Po cichu planowałaś jak nazwiesz swoje dzieci, gdy ojcem będzie Tao,
nawet nie myślałaś, że kiedykolwiek może to się zmienić. Ty i Tao zawsze i
wszędzie chodziliście razem, byliście najzwyklejszymi przyjaciółmi, aż do dnia,
w którym oblałaś poprzednią dziewczynę chłopaka. Ona wydarła się na Ciebie i
przeklinała Cię jak tylko się dało. On to zauważył, nie dał jej obrażać Cię,
byłaś dla niego osobą najważniejszą, bez której by nie mógł normalnie
funkcjonować. Zdał sobie wtedy z tego sprawę, zaprosił Cię na kakao i lody.
Potem mieliście już prawie codziennie randki. Tylko zawsze po grafiku. Była to „wina” ..................., bo to ona Cię popchnęła
na jego wcześniejszą dziewczynę.
Obudziłaś się rano w pustym
łóżku. Tao nie było, jedynie zostawił Ci wiadomość. „Będę wieczorem”. Mogłaś
się domyślać co robi, ale codziennie wychodził do pracy. Cieszyłaś się, że
menager pozwolił wam zamieszkać razem. Było niedaleko więc po usilnych
błaganiach i próśb ze strony exo, zgodził się. Postanowiłaś wyjść na spacer.

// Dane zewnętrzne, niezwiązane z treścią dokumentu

PR #288, opened 2020-09-17
Update design system to version 24.0.3

ons-eq-team:
Design system release: https://github.com/ONSdigital/design-system/releases/tag/24.0.3

Removes the use of autosuggest data after a fix to the design system no longer requiring it. This was causing tests to intermittently fail.


MebinAbraham (approved):
Address works as expected,

JamesGardiner (approved):

PR #290, opened 2020-09-17
Add section repeating page title

LJBabbage:
This PR adds page_title into repeating sections

### How to review 
Using test_custom_page_titles.json, confirm that the page title is correct when in a repeat section which has a page_title value. 

N.B the suffix Census 2021 is currently missing if the block has a page_title, another card will be raised to fix this

### Checklist


app/views/contexts/section_summary_context.py
```diff
@@ -40,11 +40,28 @@ def __call__(
...
+                if section_repeating_page_title
+                else custom_page_title
+            )
             return self._resolve_custom_page_title(custom_page_title, current_location)
 
+        title_for_location = (
+            f"{title_for_location}: {section_repeating_page_title}"
+            if section_repeating_page_title
+            else title_for_location
+        )
```
ajmaddaford, line 64: It doesn't matter if there is a custom page title or not, the `section_repeating_page_title` should have a `{list_item_position}` placeholder that needs resolving.

ajmaddaford (changes requested):
There is quite a lot of duplication. I think we need to consider how we can have one common method to append the section repeating title if it exists.

app/views/contexts/section_summary_context.py
LJBabbage: Would that be the case if there was not a repeat in a section?

LJBabbage:
This PR https://github.com/ONSdigital/eq-questionnaire-runner/pull/293 will have an affect on this PR. Because of refactoring it is not possible to have a custom page title do anything different to a normal page title when dealing with the survey title suffix, this means I can't fail but to break tests. To avoid writing code which will be removed looking at the dependent PR, I have removed survey title as the prefix and temporarily fixed the tests. Because of that this card should not be merged

app/views/handlers/block.py
```diff
@@ -78,6 +79,41 @@ def router(self):
...
+            }
+
+        content_page_title = transformed_block_page_title or self._get_content_title(
+            transformed_block
+        )
+        self._set_page_title(content_page_title)
+        rendered_question = self.placeholder_renderer.render(
+            transformed_block, self._current_location.list_item_id
+        )
+        return rendered_question
```
ajmaddaford, line 115: I don't understand why the question and content specific code has been moved here. Could that code stay in the respective handlers, and call the common `_set_page_title` method?

LJBabbage: Can do, just trying to keep the transform in the block

test_schemas/en/test_custom_page_titles.json
```diff
@@ -811,6 +811,23 @@
                                 "type": "General"
                             },
                             "type": "Question"
+                        },
+                        {
+                            "type": "Question",
+                            "id": "date-of-birth",
+                            "question": {
+                                "id": "date-pipe-question",
+                                "title": "What is your date of birth",
```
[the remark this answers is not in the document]
LJBabbage: Surely that's a bad title, and not someone we should try to fix in the code.

app/views/handlers/block.py
```diff
@@ -125,17 +125,34 @@ def _set_started_at_metadata(self):
 
     def _get_safe_page_title(self, page_title):
         page_title = self._schema.get_single_string_value(page_title)
-        title = self._schema.json["title"]
 
-        return safe_content(f"{page_title} - {title}")
+        return safe_content(f"{page_title}")
```
ajmaddaford:
```suggestion
        return page_title
```

app/views/handlers/block.py
```diff
@@ -125,17 +125,34 @@ def _set_started_at_metadata(self):
...
+        list_item_position = self._questionnaire_store.list_store.list_item_position(
+            self.current_location.list_name, self.current_location.list_item_id
+        )
+        return {"list_item_position": list_item_position}
 
-        return {}
+    def _get_content_title(self, transformed_block):
+        content = transformed_block.get("content")
+        if content:
+            return self._get_safe_page_title(content["title"])
```
ajmaddaford, line 139: This logic should be in the content block handler.

app/views/handlers/block.py
```diff
@@ -125,16 +125,33 @@ def _set_started_at_metadata(self):
...
+        )
+        if section_repeating_page_title:
+            self.page_title = f"{self.page_title}: {section_repeating_page_title}"
+
+        if self.page_title and (
+            self._current_location.list_item_id
+            or self.block["type"] == "ListAddQuestion"
+        ):
+            page_title_vars = self._resolve_custom_page_title_vars()
+            self.page_title = self.page_title.format(**page_title_vars)
```
ajmaddaford, line 157: - `self.page_title` should be set once at the end of the method
- The method should always be called with a title, so we don't need to check for `page_title` in the second conditional

```suggestion
    def _set_page_title(self, page_title):
        section_repeating_page_title = (
            self._schema.get_repeating_page_title_for_section(
                self._current_location.section_id
            )
        )
        if section_repeating_page_title:
            page_title = f"{page_title}: {section_repeating_page_title}"

        if (
            self._current_location.list_item_id
            or self.block["type"] == "ListAddQuestion"
        ):
            page_title_vars = self._resolve_custom_page_title_vars()
            page_title = page_title.format(**page_title_vars)

        self.page_title = page_title
```

app/views/handlers/content.py
```diff
@@ -8,42 +8,31 @@
...
-
-        return self.placeholder_renderer.render(
+        content_page_title = transformed_block.get(
+            "page_title"
+        ) or self._get_content_title(transformed_block)
+        self._set_page_title(content_page_title)
+        rendered_question = self.placeholder_renderer.render(
             transformed_block, self._current_location.list_item_id
         )
+        return rendered_question
```
ajmaddaford, line 27: The `rendered_question` variable name is misleading and unnecessary.

app/views/handlers/question.py
```diff
@@ -54,6 +50,29 @@ def questionnaire_store_updater(self):
...
+            self._questionnaire_store.metadata,
+            self._questionnaire_store.answer_store,
+            self._questionnaire_store.list_store,
+            self._current_location,
+        )
+        question_page_title = transformed_block.get(
+            "page_title"
+        ) or self._get_safe_page_title(transformed_block["question"]["title"])
+
+        self._set_page_title(question_page_title)
```
ajmaddaford, line 67: As this is in the question handler, `question_page_title` can just be `page_title`.
```suggestion
        page_title = transformed_block.get(
            "page_title"
        ) or self._get_safe_page_title(transformed_block["question"]["title"])

        self._set_page_title(page_title)
```

test_schemas/en/test_custom_page_titles.json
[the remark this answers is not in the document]
ajmaddaford: If a question title (rather than page title) is used it will end in `?`.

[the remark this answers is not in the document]
LJBabbage: True, but I can do nothing about this

test_schemas/en/test_custom_page_titles.json
```diff
@@ -814,11 +814,10 @@
                         },
                         {
                             "type": "Question",
-                            "id": "date-of-birth-block",
-                            "page_title": "Custom question page title",
+                            "id": "date-of-birth",
                             "question": {
                                 "id": "date-pipe-question",
-                                "title": "What is your date of birth?",
+                                "title": "Date of birth",
```
ajmaddaford, line 820: I understand this was changed to hide the problem of the question mark in page titles, but this should be reverted - the question title should always be a question. We could add a `page_title` property here as the question text in the page title should be covered by other tests.

ajmaddaford (approved):

test_schemas/en/test_custom_page_titles.json
LJBabbage: No problem will revert, but I deliberately left it without a page_title, thus giving me a repeating section with a page_title, but a block without

JamesGardiner:
@LJBabbage can the `dont merge` label be removed now that https://github.com/ONSdigital/eq-questionnaire-runner/pull/293 has been merged?

app/questionnaire/questionnaire_schema.py
```diff
@@ -224,6 +224,9 @@ def get_repeating_list_for_section(self, section_id):
     def get_repeating_title_for_section(self, section_id):
         return self._sections_by_id.get(section_id).get("repeat", {}).get("title")
 
+    def get_repeating_page_title_for_section(self, section_id):
+        return self._sections_by_id.get(section_id).get("repeat", {}).get("page_title")
```
JamesGardiner, line 228: We should have a `get_repeat_for_section` method given the `self._sections_by_id.get(section_id).get("repeat", {})` is used in three places

JamesGardiner (changes requested):

iwootten:
> @LJBabbage can the `dont merge` label be removed now that #293 has been merged?

FWIW, I didn't even bother reviewing this because that label was there.

JamesGardiner (approved):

Ubrałaś i umalowałaś się. Chodziłaś po parku chyba z godzinę zanim spotkałaś
swoją przyjaciółkę wraz z chłopakiem. Była to choreografka exo - ..................., a jej
chłopakiem był Kai. Ucieszyłaś się, bo ostatnio zawsze miała wyłączony telefon
i pracowała. Nie spotykałyście się chyba od miesiąca. Była zajęta ciągłymi
próbami i chodzeniem ze swoim chłopakiem. To ona była „kreatorką” miłości
twojej i Tao. Bez niej chyba dalej byłabyś tylko dziewczyną od pisania dram.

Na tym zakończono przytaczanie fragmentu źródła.